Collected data
▼

Issue #988, opened 2021-04-24
string literals dont account for CRLF


Orcolom:
![image](https://user-images.githubusercontent.com/10909816/115959231-7b7dd700-a50b-11eb-962f-809fc8eadf13.png)

Orcolom:
Using this code

```js
System.print("a string") // expect: a string

var long = "
  A
  multi line
  regular string
"
System.print(long) // expect: 
                   // expect:   A
                   // expect:   multi line
                   // expect:   regular string
                   // expect: 

var raw = """
  A if*(<invalid>)*
  multi line /{}()
  raw string [\]/
  "json": "value"
"""
System.print(raw) // expect:   A if*(<invalid>)*
                  // expect:   multi line /{}()
                  // expect:   raw string [\]/
                  // expect:   "json": "value"
```

return results are 
```
"a string"
"\n"

"\r\n  A\r\n  multi line\r\n  regular string\r\n"
"\n"

"\r\n  A if*(<invalid>)*\r\n  multi line /{}()\r\n  raw string [\\]/\r\n  \"json\": \"value\"\r"
"\n"
```

observations:
1. both multi line strings and raw strings have the `\r` show up
2. raw multi line string starts with `\r\n`
3. raw multi line strings has a trailing `\r`


I did a small test where I change every instance of `\r\n` to `\n`.  It gave me some failed tests with trimming, but I haven't had the time to check why

So, at the very least point 2 and 3 should be fixed to adhere to wren standards.

But i do have a question if we should keep or remove `\r\n` to simplify working with strings across platforms

joshgoebel:
What are "wren standards" here again?  If we're using \r\n for newlines (inside raw strings) in general then then example 3 seems broken to me, in that it should end in `\r\n` to be consistent with everything else.

Orcolom:
Standard was wrong word, I mean mainly "what is expected behaviour"

From my understanding both the leading and trailing newline should have been ignored in the raw string

joshgoebel:
OH, are you actually putting literal \r and \n characters there and then expecting them to come back verbatim?  I guess I wasn't thinking of invisibles or special chars... So I guess raw to me was "mostly raw" not "any binary characters at all"... so I think the expected behavior may indeed need to be clarified.

>  This means the opening and closing lines are not counted as part of the string when the triple quotes are separate lines, as long as they only contain whitespace (spaces + tabs).

It does seem to say only spaces and tabs are whitespace, not `\r`.

[...]

PR #1023, opened 2021-05-20
wren_core.wren.inc backslash characters escaped

ThakeeNathees:
Cannot find the actual issue it requires but this fix also needed for #1022


ruby0x1:
Likely referring to this: https://github.com/wren-lang/wren/issues/988#issuecomment-842670624

Issue #1052, opened 2021-09-04
Are 0.0 and -0.0 equal or not?


Srinivasa314:
https://wren.io/try/?code=G4QwTgBAHgvADAKFJAnjAtI5EAWMDeUAXAIwC+CAyigM4AuApgLYB0ADmAJYB2dAFLBgoAlFVqNWHHvxwBtFAF1hQA
There seems to be two types of equality (because the bit representation of -0 and 0 differ). I am not sure whether this is documented anywhere.

mhermier:
That issue should be value representation dependant. Union tagged values
should not be affected.

PureFox48:
As far as I'm aware, Wren always treats ```0``` and ```-0``` as being equal in value even though their underlying floating-point bit representations differ.

However, in the docs for the [```Object.same```](https://wren.io/modules/core/object.html) method it says:

> For value types, this returns true if the objects have equivalent state. In other words, numbers, strings, booleans, and ranges compare by value.

In the interests of clarity, I suggest we add the following sentence to that paragraph:

"Note that the numbers ```0``` and ```-0``` are treated as being equal in value even though their bit representations differ."

joshgoebel:
Does this depend at all on the  compile options?

PureFox48:
I don't think so though @mhermier would know better than me.

The position seems to be governed by the following lines 1407-1410 in the implementation of ```Object.same``` in  [wren_core.c](https://github.com/wren-lang/wren/blob/main/src/vm/wren_core.c):

```c
// These are defined just so that 0 and -0 are equal, which is specified by
// IEEE 754 even though they have different bit representations.
PRIMITIVE(vm->numClass, "==(_)", num_eqeq);
PRIMITIVE(vm->numClass, "!=(_)", num_bangeq);
```
So internally they remain distinct which often shows up when you're trying to format numbers for display purposes - negative zero is a nuisance, frankly in that particular scenario.

mhermier:
The problem highly lies in https://github.com/wren-lang/wren/blob/accfa598b3cbc54fdfb33cb568055ed6994a4966/src/vm/wren_value.c#L430 and the notion of equality. One would expect that equality implies same hashing, and this is usually the case, but it is not an absolute truth in particular with ieee754 double. Some values are considered equal, but in their representation they can be fundamentally different, and some numbers are not equals despite being the same exact bits.

[...]

PR #1054, opened 2021-09-10
Clarify treatment of negative zero

PureFox48:
Suggested wording to be added to docs for Object class following discussion in #1052.

### DIFF
--- a/doc/site/modules/core/object.markdown
+++ b/doc/site/modules/core/object.markdown
@@ -29,6 +29,8 @@ Compares two objects using built-in equality. This compares [value
 types](../values.html) by value, and all other objects are compared by
 identity&mdash;two objects are equal only if they are the exact same object.
 
+Note however that these operators are overridden in the `Num` class to ensure `0` and `-0` are treated as being equal in value even though they have different bit representations. Object.same(0, -0) still returns `false` because they are different objects.
+
 ### **is**(class) operator
 
 Returns `true` if this object's class or one of its superclasses is `class`.


doc/site/modules/core/object.markdown
```diff
@@ -29,6 +29,8 @@ Compares two objects using built-in equality. This compares [value
 types](../values.html) by value, and all other objects are compared by
 identity&mdash;two objects are equal only if they are the exact same object.
 
+Note however that these operators are overridden in the `Num` class to ensure `0` and `-0` are treated as being equal in value even though they have different bit representations. Object.same(0, -0) still returns `false` because they are different objects.
```
ruby0x1, line 32: I would say "different values" (last two words). I wouldn't want to imply numbers are objects, since they're not (they're a primitive value).

ruby0x1: although Object.same on two distinct values is a weird thing... would we even expect it to return true when you're comparing two distinct _values_?

PureFox48: The reason I used the word `object` is because we're in the Object class docs and, technically, everything in Wren is an object even numeric literals. On the other hand Num is a value type and so they're values as well. If you're more comfortable with `value` we can change it.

▲

#### The problem:
Please make an exact copy of each record.

#### Answer box:
Issue #988, opened 2021-04-24
string literals dont account for CRLF


Orcolom:
![image](https://user-images.githubusercontent.com/10909816/115959231-7b7dd700-a50b-11eb-962f-809fc8eadf13.png)

Orcolom:
Using this code

```js
System.print("a string") // expect: a string

var long = "
  A
  multi line
  regular string
"
System.print(long) // expect: 
                   // expect:   A
                   // expect:   multi line
                   // expect:   regular string
                   // expect: 

var raw = """
  A if*(<invalid>)*
  multi line /{}()
  raw string [\]/
  "json": "value"
"""
System.print(raw) // expect:   A if*(<invalid>)*
                  // expect:   multi line /{}()
                  // expect:   raw string [\]/
                  // expect:   "json": "value"
```

return results are 
```
"a string"
"\n"

"\r\n  A\r\n  multi line\r\n  regular string\r\n"
"\n"

"\r\n  A if*(<invalid>)*\r\n  multi line /{}()\r\n  raw string [\\]/\r\n  \"json\": \"value\"\r"
"\n"
```

observations:
1. both multi line strings and raw strings have the `\r` show up
2. raw multi line string starts with `\r\n`
3. raw multi line strings has a trailing `\r`


I did a small test where I change every instance of `\r\n` to `\n`.  It gave me some failed tests with trimming, but I haven't had the time to check why

So, at the very least point 2 and 3 should be fixed to adhere to wren standards.

But i do have a question if we should keep or remove `\r\n` to simplify working with strings across platforms

joshgoebel:
What are "wren standards" here again?  If we're using \r\n for newlines (inside raw strings) in general then then example 3 seems broken to me, in that it should end in `\r\n` to be consistent with everything else.

Orcolom:
Standard was wrong word, I mean mainly "what is expected behaviour"

From my understanding both the leading and trailing newline should have been ignored in the raw string

joshgoebel:
OH, are you actually putting literal \r and \n characters there and then expecting them to come back verbatim?  I guess I wasn't thinking of invisibles or special chars... So I guess raw to me was "mostly raw" not "any binary characters at all"... so I think the expected behavior may indeed need to be clarified.

>  This means the opening and closing lines are not counted as part of the string when the triple quotes are separate lines, as long as they only contain whitespace (spaces + tabs).

It does seem to say only spaces and tabs are whitespace, not `\r`.

[...]

PR #1023, opened 2021-05-20
wren_core.wren.inc backslash characters escaped

ThakeeNathees:
Cannot find the actual issue it requires but this fix also needed for #1022


ruby0x1:
Likely referring to this: https://github.com/wren-lang/wren/issues/988#issuecomment-842670624

Issue #1052, opened 2021-09-04
Are 0.0 and -0.0 equal or not?


Srinivasa314:
https://wren.io/try/?code=G4QwTgBAHgvADAKFJAnjAtI5EAWMDeUAXAIwC+CAyigM4AuApgLYB0ADmAJYB2dAFLBgoAlFVqNWHHvxwBtFAF1hQA
There seems to be two types of equality (because the bit representation of -0 and 0 differ). I am not sure whether this is documented anywhere.

mhermier:
That issue should be value representation dependant. Union tagged values
should not be affected.

PureFox48:
As far as I'm aware, Wren always treats ```0``` and ```-0``` as being equal in value even though their underlying floating-point bit representations differ.

However, in the docs for the [```Object.same```](https://wren.io/modules/core/object.html) method it says:

> For value types, this returns true if the objects have equivalent state. In other words, numbers, strings, booleans, and ranges compare by value.

In the interests of clarity, I suggest we add the following sentence to that paragraph:

"Note that the numbers ```0``` and ```-0``` are treated as being equal in value even though their bit representations differ."

joshgoebel:
Does this depend at all on the  compile options?

PureFox48:
I don't think so though @mhermier would know better than me.

The position seems to be governed by the following lines 1407-1410 in the implementation of ```Object.same``` in  [wren_core.c](https://github.com/wren-lang/wren/blob/main/src/vm/wren_core.c):

```c
// These are defined just so that 0 and -0 are equal, which is specified by
// IEEE 754 even though they have different bit representations.
PRIMITIVE(vm->numClass, "==(_)", num_eqeq);
PRIMITIVE(vm->numClass, "!=(_)", num_bangeq);
```
So internally they remain distinct which often shows up when you're trying to format numbers for display purposes - negative zero is a nuisance, frankly in that particular scenario.

mhermier:
The problem highly lies in https://github.com/wren-lang/wren/blob/accfa598b3cbc54fdfb33cb568055ed6994a4966/src/vm/wren_value.c#L430 and the notion of equality. One would expect that equality implies same hashing, and this is usually the case, but it is not an absolute truth in particular with ieee754 double. Some values are considered equal, but in their representation they can be fundamentally different, and some numbers are not equals despite being the same exact bits.

[...]

PR #1054, opened 2021-09-10
Clarify treatment of negative zero

PureFox48:
Suggested wording to be added to docs for Object class following discussion in #1052.

### DIFF
--- a/doc/site/modules/core/object.markdown
+++ b/doc/site/modules/core/object.markdown
@@ -29,6 +29,8 @@ Compares two objects using built-in equality. This compares [value
 types](../values.html) by value, and all other objects are compared by
 identity&mdash;two objects are equal only if they are the exact same object.
 
+Note however that these operators are overridden in the `Num` class to ensure `0` and `-0` are treated as being equal in value even though they have different bit representations. Object.same(0, -0) still returns `false` because they are different objects.
+
 ### **is**(class) operator
 
 Returns `true` if this object's class or one of its superclasses is `class`.


doc/site/modules/core/object.markdown
```diff
@@ -29,6 +29,8 @@ Compares two objects using built-in equality. This compares [value
 types](../values.html) by value, and all other objects are compared by
 identity&mdash;two objects are equal only if they are the exact same object.
 
+Note however that these operators are overridden in the `Num` class to ensure `0` and `-0` are treated as being equal in value even though they have different bit representations. Object.same(0, -0) still returns `false` because they are different objects.
```
ruby0x1, line 32: I would say "different values" (last two words). I wouldn't want to imply numbers are objects, since they're not (they're a primitive value).

ruby0x1: although Object.same on two distinct values is a weird thing... would we even expect it to return true when you're comparing two distinct _values_?

PureFox48: The reason I used the word `object` is because we're in the Object class docs and, technically, everything in Wren is an object even numeric literals. On the other hand Num is a value type and so they're values as well. If you're more comfortable with `value` we can change it.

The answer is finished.